Actually, capsize is the least of your worries. SWATHs are very inefficient structurally and a balanced SWATH design will most likely fail structurally or take a plunging wave before it can be hydrodynamicly loaded sufficiently to cause an actual capsize or the more likely pitchpole. You must understand that the interaction between static and dynamic response in a seaway of a proper SWATH is very different than a normal vessel.

In short (~1.5 LOA or less) waves a SWATH "platforms" the waves, i.e. it rides over them without heave using it's large mass to WP to prevent motion. In this mode, there is no need for active control and the control fins are zeroed to provide damping. This is very different compared to monohulls or catamarans which can only platform waves much smaller than LOA.
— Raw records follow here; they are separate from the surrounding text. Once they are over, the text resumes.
PR #311, opened 2023-02-01
add timestamp for status tables

yanmxa:


yanmxa:
Consider the scale performance. The timestamp trigger seems not a good choice.

PR #313, opened 2023-02-09
update version.

morvencao:


morvencao:
Looks like e2e workflow `ocm-e2e-kind` is broken now, asked cicd for help.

In long (2 LOA or more) waves on the other hand, a SWATH has be forced to "profile" the waves using active control. This is because the vessel is slow to rise to the wave due to the high mass inertia in pitch compared to the small WP. Without active pitch control to force response, it would be impossible to build sufficient crossdeck clearence

Because of the realities of sea spectra, open ocean SWATHs need crossdeck clearences of 2-4+m. Smaller SWATHs cannot acheive these clearences within weight and strength considerations and conesquently have much poorer performance.